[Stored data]
[Start of section]
PR #498, opened 2022-09-26
[12.0] import online improvements

NL66278:
refactor for easier override and maintenance.

### DIFF
--- a/account_bank_statement_import_online/models/account_journal.py
+++ b/account_bank_statement_import_online/models/account_journal.py
@@ -9,48 +9,44 @@ _logger = logging.getLogger(__name__)
 
 
 class AccountJournal(models.Model):
-    _inherit = 'account.journal'
+    _inherit = "account.journal"
 
     online_bank_statement_provider = fields.Selection(
         selection=lambda self: self.env[
-            'account.journal'
+            "account.journal"
         ]._selection_online_bank_statement_provider(),
     )
     online_bank_statement_provider_id = fields.Many2one(
-        string='Statement Provider',
-        comodel_name='online.bank.statement.provider',
-        ondelete='restrict',
+        string="Statement Provider",
+        comodel_name="online.bank.statement.provider",
+        ondelete="restrict",
         copy=False,
     )
 
     def __get_bank_statements_available_sources(self):
         result = super().__get_bank_statements_available_sources()
-        result.append(('online', _('Online (OCA)')))
+        result.append(("online", _("Online (OCA)")))
         return result
 
     @api.model
     def _selection_online_bank_statement_provider(self):
-        return self.env[
-            'online.bank.statement.provider'
-        ]._get_available_services() + [('dummy', 'Dummy')]
+        return self.env["online.bank.statement.provider"]._get_available_services() + [
+            ("dummy", "Dummy")
+        ]
 
     @api.model
     def values_online_bank_statement_provider(self):
-        res = self.env[
-            'online.bank.statement.provider'
-        ]._get_available_services()
-        if self.user_has_groups('base.group_no_one'):
-            res += [('dummy', 'Dummy')]
+        res = self.env["online.bank.statement.provider"]._get_available_services()
+        if self.user_has_groups("base.group_no_one"):
+            res += [("dummy", "Dummy")]
         return res
 
     @api.multi
     def _update_online_bank_statement_provider_id(self):
-        OnlineBankStatementProvider = (
-            self.env['online.bank.statement.provider']
-        )
-        for journal in self.filtered('id'):
+        OnlineBankStatementProvider = self.env["online.bank.statement.provider"]
+        for journal in self.filtered("id"):
             provider_id = journal.online_bank_statement_provider_id
-            if journal.bank_statements_source != 'online':
+            if journal.bank_statements_source != "online":
                 journal.online_bank_statement_provider_id = False
                 if provider_id:
                     provider_id.unlink()
@@ -61,39 +57,39 @@ class AccountJournal(models.Model):
             if provider_id:
                 provider_id.unlink()
             journal.online_bank_statement_provider_id = (
-                OnlineBankStatementProvider.create({
-                    'journal_id': journal.id,
-                    'service': journal.online_bank_statement_provider,
-                })
+                OnlineBankStatementProvider.create(
+                    {
+                        "journal_id": journal.id,
+                        "service": journal.online_bank_statement_provider,
+                    }
+                )
             )
 
     @api.model
     def create(self, vals):
         rec = super().create(vals)
-        if 'bank_statements_source' in vals \
-                or 'online_bank_statement_provider' in vals:
+        if "bank_statements_source" in vals or "online_bank_statement_provider" in vals:
             rec._update_online_bank_statement_provider_id()
         return rec
 
     @api.multi
     def write(self, vals):
         res = super().write(vals)
-        if 'bank_statements_source' in vals \
-                or 'online_bank_statement_provider' in vals:
+        if "bank_statements_source" in vals or "online_bank_statement_provider" in vals:
             self._update_online_bank_statement_provider_id()
         return res
 
     @api.multi
     def action_online_bank_statements_pull_wizard(self):
-        provider_ids = self.mapped('online_bank_statement_provider_id').ids
+        provider_ids = self.mapped("online_bank_statement_provider_id").ids
         return {
-            'name': _('Online Bank Statement Pull Wizard'),
-            'type': 'ir.actions.act_window',
-            'res_model': 'online.bank.statement.pull.wizard',
-            'views': [[False, 'form']],
-            'target': 'new',
-            'context': {
-                'default_provider_ids': [(6, False, provider_ids)],
-                'active_test': False,
+            "name": _("Online Bank Statement Pull Wizard"),
+            "type": "ir.actions.act_window",
+            "res_model": "online.bank.statement.pull.wizard",
+            "views": [[False, "form"]],
+            "target": "new",
+            "context": {
+                "default_provider_ids": [(6, False, provider_ids)],
+                "active_test": False,
             },
         }
--- a/account_bank_statement_import_online/models/online_bank_statement_provider.py
+++ b/account_bank_statement_import_online/models/online_bank_statement_provider.py
@@ -61,32 +61,8 @@ class OnlineBankStatementProvider(models.Model):
         required=True,
         readonly=True,
     )
-    interval_type = fields.Selection(
-        selection=[
-            ("minutes", "Minute(s)"),
-            ("hours", "Hour(s)"),
-            ("days", "Day(s)"),
-            ("weeks", "Week(s)"),
-        ],
-        default="hours",
-        required=True,
-    )
-    interval_number = fields.Integer(
-        string="Scheduled update interval",
-        default=1,
-        required=True,
-    )
-    update_schedule = fields.Char(
-        string="Update Schedule",
-        compute="_compute_update_schedule",
-    )
     last_successful_run = fields.Datetime(
         string="Last successful pull",
-    )
-    next_run = fields.Datetime(
-        string="Next scheduled pull",
-        default=fields.Datetime.now,
-        required=True,
     )
     statement_creation_mode = fields.Selection(
         selection=[
@@ -115,11 +91,6 @@ class OnlineBankStatementProvider(models.Model):
             "UNIQUE(journal_id)",
             "Only one online banking statement provider per journal!",
         ),
-        (
-            "valid_interval_number",
-            "CHECK(interval_number > 0)",
-            "Scheduled update interval must be greater than zero!",
-        ),
     ]
 
     @api.model
@@ -144,26 +115,7 @@ class OnlineBankStatementProvider(models.Model):
             )[0][1]
 
     @api.multi
-    @api.depends("active", "interval_type", "interval_number")
-    def _compute_update_schedule(self):
-        for provider in self:
-            if not provider.active:
-                provider.update_schedule = _("Inactive")
-                continue
-
-            provider.update_schedule = _("%(number)s %(type)s") % {
-                "number": provider.interval_number,
-                "type": list(
-                    filter(
-                        lambda x: x[0] == provider.interval_type,
-                        self._fields["interval_type"].selection,
-                    )
-                )[0][1],
-            }
-
-    @api.multi
     def _pull(self, date_since, date_until):
-        is_scheduled = self.env.context.get("scheduled")
         for provider in self:
             statement_date_since = provider._get_statement_date_since(date_since)
             while statement_date_since < date_until:
@@ -173,19 +125,11 @@ class OnlineBankStatementProvider(models.Model):
                 statement_date_until = (
                     statement_date_since + provider._get_statement_date_step()
                 )
-                try:
-                    data = provider._retrieve_data(
-                        statement_date_since, statement_date_until
-                    )
-                except:
-                    # For scheduled pull, continue with next provider.
-                    if is_scheduled:
-                        break
-                    raise
+                data = provider._retrieve_data(
+                    statement_date_since, statement_date_until
+                )
                 provider._process_data(data, statement_date_since, statement_date_until)
                 statement_date_since = statement_date_until
-            if is_scheduled:
-                provider._schedule_next_run()
 
     @api.multi
     def _retrieve_data(self, statement_date_since, statement_date_until):
@@ -198,27 +142,11 @@ class OnlineBankStatementProvider(models.Model):
             return data
         except:
             _logger.warning(
-                'Online Bank Statement self "%s" failed to'
-                " obtain statement data since %s until %s"
-                % (
-                    self.name,
-                    statement_date_since,
-                    statement_date_until,
-                ),
+                _("Provider %s failed to obtain statement data since %s until %s"),
+                self.name,
+                statement_date_since,
+                statement_date_until,
                 exc_info=True,
-            )
-            self.message_post(
-                body=_(
-                    "Failed to obtain statement data for period "
-                    "since %s until %s: %s. See server logs for "
-                    "more details."
-                )
-                % (
-                    statement_date_since,
-                    statement_date_until,
-                    escape(str(exc_info()[1])) or _("N/A"),
-                ),
-                subject=_("Issue with Online Bank Statement self"),
             )
             raise
 
@@ -243,7 +171,6 @@ class OnlineBankStatementProvider(models.Model):
         ):
             # Continue with next possible statement.
             return
-        statement = self._get_statement(statement_values, statement_date)
         self._update_statement_balance_values(
             statement_values,
             lines_data,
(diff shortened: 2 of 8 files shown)


account_bank_statement_import_online/models/online_bank_statement_provider.py
```diff
@@ -161,158 +162,206 @@ def _compute_update_schedule(self):
...
+        statement_values.update(
+            {
+                "line_ids": [[0, False, line] for line in filtered_lines],
+            }
+        )
+        statement.write(statement_values)
+
+    @api.multi
+    def _get_statement(self, statement_values, statement_date):
+        """Search existing or makr new statement."""
```
alexey-pelykh: typo

NL66278: Corrected

NL66278:
@thomaspaulb Please have a look

account_bank_statement_import_online/models/online_bank_statement_provider.py
```diff
@@ -141,184 +118,237 @@ def _compute_name(self):
...
+                    "since %s until %s: %s. See server logs for "
+                    "more details."
+                )
+                % (
+                    statement_date_since,
+                    statement_date_until,
+                    escape(str(exc_info()[1])) or _("N/A"),
+                ),
+                subject=_("Issue with Online Bank Statement self"),
+            )
```
thomaspaulb: This message post will be rolled back, because it is directly followed by an uncaught `raise`. Plus, after the `raise`, it will stop, and not continue with the next statement. 

If you want to do it that way, you should create a new `Environment` for the `message_post`, and then raise.

But shouldn't you do it like the original does: log and continue in case of `self.env.context.get("scheduled")`, and stop and raise to the user in case of a manual action?

account_bank_statement_import_online/models/online_bank_statement_provider.py
```diff
@@ -141,184 +118,237 @@ def _compute_name(self):
...
+        return filtered_lines
 
     @api.multi
-    def _schedule_next_run(self):
+    def _update_line_values(self, lines_data):
+        """Enhance data in lines."""
         self.ensure_one()
-        self.last_successful_run = self.next_run
-        self.next_run += self._get_next_run_period()
+        povider_tz = timezone(self.tz) if self.tz else utc
```
thomaspaulb: This is a typo

account_bank_statement_import_online/models/online_bank_statement_provider.py
```diff
@@ -394,43 +424,38 @@ def _sanitize_bank_account_number(self, bank_account_number):
...
+        _logger.info(_("Scheduled pull of online bank statements..."))
+        today = datetime.today()
+        daystart = datetime(
+            year=today.year,
+            month=today.month,
+            day=today.day,
+            hour=0,
+            second=0
         )
+        providers = self.search([("active", "=", True)])
```
thomaspaulb: Doesn't Odoo do that by default?

account_bank_statement_import_online/models/online_bank_statement_provider.py
thomaspaulb: Ah no I'm wrong, you're catching it in the `_scheduled_pull` wrapper function

account_bank_statement_import_online/models/online_bank_statement_provider.py
```diff
@@ -141,184 +118,237 @@ def _compute_name(self):
...
+        2020-02-02 the balance was 50.00. So the amounts for lesser dates should
+        be added to the balance_start. Similarly amounts from later dates should
+        be subtracted from balance_end_real. Which should be 125.00 for
+        2020-02-02.
+        """
+        for line_values in lines_data:
+            date = self._get_utc_line_date(line_values)
+            date = date.astimezone(utc).replace(tzinfo=None)
+            # Add amounts from dates before statement to balance_start.
+            if date < statement_date_since:
```
thomaspaulb, line 259: Is this correct, timezone-wise? If I have a statement from '2020-02-03 00:01', CEST, then in  UTC it will be yesterday 22:01, and it will be lower than the statement_date_since which is `2020-02-04`, so it will be counted as the day before, but that's not correct.

Shouldn't `get_utc_line_date` be replaced with a function `get_line_date` which always returns a naive date without a time component, as the date was in the Bank's timezone, which can then be used to determine which date the statement should get?

account_bank_statement_import_online/models/online_bank_statement_provider.py
```diff
@@ -127,197 +104,251 @@ def _get_available_services(self):
...
+        statement_values: {
+            "balance_start": 25.00,
+            "balance_end_real": 150.00,
+        }
+        lines_data = [
+            {"date": "2020-02-01", "amount": 25.00},
+            {"date": "2020-02-02", "amount": 25.00},
+            {"date": "2020-02-02", "amount": 50.00},
+            {"date": "2020-02-03", "amount": 25.00},
+        ]
```
thomaspaulb, line 247: This would also work well as a unit test.

It's unclear to me though - are you modifying existing bank statements, or are you always creating new ones for each date? Because I don't see you loading the balances of existing statements anywhere.

account_bank_statement_import_online/models/account_journal.py
```diff
@@ -9,48 +9,44 @@
 
 
 class AccountJournal(models.Model):
-    _inherit = 'account.journal'
+    _inherit = "account.journal"
```
thomaspaulb, line 12: I guess it's a matter of taste, but I see some drawbacks in sneaking in `black` runs into regular PR's. I guess your aim was to be able to cherry-pick the contentful commits easily in 13.0 and 14.0 as well. That's an argument, but I'd rather do `black` only in version-to-version migrations.

account_bank_statement_import_online/models/online_bank_statement_provider.py
```diff
@@ -394,43 +424,38 @@ def _sanitize_bank_account_number(self, bank_account_number):
...
+            for provider in providers:
+                date_since = provider.last_successful_run or daystart
+                try:
+                    provider.with_context(
+                        {"tracking_disable": True}
+                    )._pull(date_since, date_until)
+                    provider.last_successful_run = date_until
+                except:
+                    # Continue with next provider.
+                    _logger.warn(
```
thomaspaulb, line 442: Maybe add a context key of `simulate_failure`, which throws an exception somewhere, and then we can make a test case for this too.

thomaspaulb:
@NL66278 Is this just a refactor, or is it also a fix of some kind? And if yes, what does it fix?

account_bank_statement_import_online/models/online_bank_statement_provider.py
NL66278: Well it will be rollbacked for non scheduled sessions. The log entry will still be made. This is very usefull as the end-user receiving a message will often dismiss it without saving. For support it is still in the log then. I will move the message post so it is only done for scheduled pull's.

account_bank_statement_import_online/models/online_bank_statement_provider.py
NL66278: Will correct.

account_bank_statement_import_online/models/online_bank_statement_provider.py
NL66278: I tried to keep the timezone logic as it was before.

However correct handling of timezones is quite difficult:,
All datetime fields in the database are assumed to be in UTC format.
The bank can be in one timezone,
The server can be in a second timezone,
The user can be in a third timezone
The company holding the accounts can be in a fourth.

Best to convert all incoming datetimes as soon as possible to UTC.

However when considering which date (as opposed to datetime) to use for the bank statement, we have IMHO to look at the timezone for the company that holds the account. The res.company does not have that atttribute at the moment, so we would need to add it.

Or we can simply use the timezone of the bank, if this differs from the timezone of the company, the meaning of the statement date will be the date in the timezone of the bank. The datetime of the line will still need to be stored as utc.

Will check the code for this.

account_bank_statement_import_online/models/online_bank_statement_provider.py
NL66278: Loading the existing balances is part of the standard Odoo code. I had the same amazement.

account_bank_statement_import_online/models/online_bank_statement_provider.py
alexey-pelykh: Instead of making guesses which is better, why not just to let (which was already a feature IIRC) user configure which TZ to convert to?

account_bank_statement_import_online/models/online_bank_statement_provider.py
NL66278: I will modify existing statements if there are open ones for the right date. Same as original code, I just added the explanation once I understood what was going on.

account_bank_statement_import_online/models/account_journal.py
NL66278: I did the black in a separate commit, otherwise would be very difficult to forward migrate these improvements. And the functional changes can be studied on their own.

account_bank_statement_import_online/models/online_bank_statement_provider.py
thomaspaulb: @NL66278 Yes we should convert to UTC for datetimes, but bank statements are tied to dates, so we have to make a choice somewhere. Configurable is a good idea. I don't know where that was implemented but since @alexey-pelykh is the original author it must be somewhere :-) My guess would be on the provider record.

NL66278:
The main fix is that the separate scheduling was flawed. The root cause of many of the problems of some of hour customers. So basically statements would be retrieved and created until the next_run date. If the scheduling used steps of an hour, the next_run date would be increased by an hour. This assumed that the code would always run, day and night without exception, no downtime at all. But any missed run would put the next_run an hour back compared to the real time. Of course this could be manually fixed, but studying it I could not think of any usecase where it was needed to duplicate the scheduling options already in ir.cron. You just have to note the time at the start of a run, and use that as your launching time on the next run. Then every moment will be covered.

Then I also solved the problem of creating duplicate empty statements (if an earlier statement was already validated, and newly retrieved data did not contain new tranactions). I added the option (by default off to keep existing functionality) to prevent empty statements altogether.

account_bank_statement_import_online/models/online_bank_statement_provider.py
thomaspaulb: Fair enough. If you have the time, you could make this example into a unit-test and make the module more insightful

account_bank_statement_import_online/models/account_journal.py
thomaspaulb: OK

account_bank_statement_import_online/models/online_bank_statement_provider.py
NL66278: I will add a configuration option then.

account_bank_statement_import_online/models/online_bank_statement_provider.py
NL66278: Yes, but was also already there. Will remove it.

account_bank_statement_import_online/models/online_bank_statement_provider.py
thomaspaulb: Isn't it [this one](https://github.com/OCA/bank-statement-import/blob/14.0/account_statement_import_online/models/online_bank_statement_provider.py#L39)

thomaspaulb: Or i mean, [this one](https://github.com/OCA/bank-statement-import/blob/12.0/account_bank_statement_import_online/models/online_bank_statement_provider.py#L49), in 12.0

NL66278: The thing is, we need two timezone fields. One for the timezone of the bank. One fr the timezone of the company (to be set on the provider).  Unless the dates in the data from the bank are timezone aware.

thomaspaulb: Ahhh yes, you're right. So I guess it needs `source_tz` and `tz` (the latter being `dest_tz`)

account_bank_statement_import_online/models/online_bank_statement_provider.py
```diff
@@ -291,17 +301,40 @@ def _update_statement_balance_values(
...
+            # Add amounts from dates before statement to balance_start.
             if date < statement_date_since:
                 if "balance_start" in statement_values:
                     statement_values["balance_start"] = Decimal(
                         statement_values["balance_start"]
                     ) + Decimal(line_values["amount"])
                 continue
-            elif date >= statement_date_until:
+            # Subtract amounts from dates after statement from balace_end_real.
+            if date >= statement_date_until:
```
thomaspaulb, line 266: Why change this `elif` into an `if`? That would mean you expect that it could be that `statement_date_until < statement_date_since`, and that's something I would rather add an `assert` for that it does not happen.

account_bank_statement_import_online/models/online_bank_statement_provider.py
```diff
@@ -291,17 +301,40 @@ def _update_statement_balance_values(
...
+            {"date": "2020-02-02", "amount": 25.00},
+            {"date": "2020-02-02", "amount": 50.00},
+            {"date": "2020-02-03", "amount": 25.00},
+        ]
+        If we create a statement for only the day 2020-02-02, the first and
+        the last line should not belong to this statement. But at the start of
+        2020-02-02 the balance was 50.00. So the amounts for lesser dates should
+        be added to the balance_start. Similarly amounts from later dates should
+        be subtracted from balance_end_real. Which should be 125.00 for
+        2020-02-02.
```
thomaspaulb, line 253: Okay, I get this... but:

- Let's say yesterday we had statement A
- Today, we have statement B, but during fetching of transactions for statement B, some transactions for end of yesterday still come through.
- We couple these now to statement B, but we add the items from yesterday to the starting balance

That's all fine and merry, but who then updates the end balance of yesterday? That has also shifted because of the new transactions being there.

account_bank_statement_import_online/models/online_bank_statement_provider.py
```diff
@@ -315,11 +348,24 @@ def _update_statement_balance_values(
...
         AccountBankStatementLine = self.env["account.bank.statement.line"]
         filtered_lines = []
         for line_values in lines_data:
+            # Do not include transactions for dates not in statement period.
+            date = self._get_utc_line_date(line_values)
+            date = date.astimezone(utc).replace(tzinfo=None)
+            if date < statement_date_since:
+                continue
+            if date >= statement_date_until:
+                continue
```
thomaspaulb, line 296: Looking at this again - isn't this dangerous, though? Example:

1. We have loaded stuff from day A on statement A
2. We are now in day B, but we fetch still some transactions from day A also, that are unknown in our system
3. With this new code, we don't load those, because our statement starts in day B and so we skip loading these transactions, and they're not in the system at all

account_bank_statement_import_online/models/online_bank_statement_provider.py
```diff
@@ -232,41 +240,47 @@ def _process_data(self, data, statement_date_since, statement_date_until):
...
+            statement_date_since,
+            statement_date_until
         )
-        statement.write(statement_values)
+        self._update_line_values(filtered_lines)
+        self._create_statement(statement_values, statement_date, filtered_lines)
 
     @api.multi
-    def _get_statement(self, statement_values, statement_date):
+    def _create_statement(self, statement_values, statement_date, lines_data):
```
thomaspaulb, line 189: Looking at this again - why the refactor?

Couldn we have kept `_get_statement` intact like it was, but just not call it when `lines_data` is empty, and `self.create_empty_statements` is not set?

account_bank_statement_import_online/models/online_bank_statement_provider.py
thomaspaulb: On second thought: is that really needed? Because if we get statements like: 2022-03-01 00:30, and we say that this should be interpreted as the timezone GMT+3 where the bank is in; then we save the statement lines as the UTC equivalent and they will appear at the right date and time in the user's timezone; and for the statement date we use the bank's timezone and truncate the time. Why do we then still need the company timezone?

alexey-pelykh (changes requested):
My general impression is that this PR involves a lot of refactoring including change of logic without clearly expressed rationale for those changes: why old logic needed change, what was the old behavior, what will be the new one. On top of that, definitely separate the reformatting with refactoring for hooks and refactoring for logic into separate PRs. Reformatting would be quickly merged so we can continue of bigger changes in this one when it's rebased.

account_bank_statement_import_online/models/online_bank_statement_provider.py
NL66278: An `elif` combines an else with an if. The else part here is superfluous, but forces you to look at the other if to which the else is connected. So a pure if here does not cause any other funtionality, but makes the code more clear and readable.

account_bank_statement_import_online/models/online_bank_statement_provider.py
NL66278: No, the extra transactions for statement A (yesterday) are NOT coupled to statement B. They are added to statement A, causing its end balance to be updated. After this statement B (today) will be done.

Because our last run (yesterday) was before the end of the day, each run (scheduled pull ) will retrieve first the transactions from yesterday, start of day. It will discard the transactions already imported with help of the unique_import_id. Then it will retrieve the transactions for today, as far as already available.

account_bank_statement_import_online/models/online_bank_statement_provider.py
NL66278: You are mistaken. See above.

account_bank_statement_import_online/models/online_bank_statement_provider.py
NL66278: Well having a `_get_statement` is already part of the refactor. I Try to give each function as clear a role as possible, minimizing data passed. All according to `clean coding` principles. The main constraint is to not break inheriting modules so keeping existing function signatures like for `_pull` and `_obtain_statement_data`.

account_bank_statement_import_online/models/online_bank_statement_provider.py
NL66278: Well if we have a transaction for a company that occuring to its utc timestamp happened 2020-02-01 at 23:00, this  means for the company it occured on 2020-02-02 at 01:00, so should go into a statement for 2020-02-02. This problem becomes bigger the further companies / Odoo customers are from UTC.

thomaspaulb: But that's assuming the company's timezone determines the date of the transactions, whereas I would think the timezone of the bank decides that.

I mean, if you have a bank account in hong kong, the transactions will be divided in statements per day according to the hong kong timezone, right?

NL66278: Wrong. The division of transactions within Odoo over statements (daily, weekly or monthly) has no relation at all with the organization of transactions at the online provider / bank. Actually, the provider might not have organized the transactions into statements at all. (For instance Ponto has no concept of statements). The transactions retrieved might have timezone data in their dates. Or not, then we need a default for the provider. For instande Qonto is supposed to be in Paris. We have to translate the transaction timestamps from the bank, into timestamps for the company / Odoo customer, to determine to which day, week or month they belong.

belisac:
Hello @NL66278  y @alexey-pelykh 

Thank you for the changes and to follow and correct this bug. Meanwhile this finished to merge it, I proceed to test in my Local and I'm still having the same problem when I tried to Pull Movements Since dd-mm-aaaa Until dd-mm-aaaa

I haven't seen the change or correction. Do I have to considered something else in order to get the information done?

Please Let me know as soon as you can, I have couple issues from Clients.

Thanks in advance,

Regards,

NL66278:
@belisac What provider are you using?

belisac:
Hello @NL66278 

Thanks for your answer 
MyPonto

Regards,

NL66278:
The empty statement problem was fixed by backporting 14.0 solution. Will provide other PR for the problem of the missing schedules.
[End of section]
▶ _EXERCISE DETAILS_: The lines needed are those in the data above that hold the string "system"; copy each of them.

▶ _WRITTEN SOLUTION_:
2. We are now in day B, but we fetch still some transactions from day A also, that are unknown in our system
3. With this new code, we don't load those, because our statement starts in day B and so we skip loading these transactions, and they're not in the system at all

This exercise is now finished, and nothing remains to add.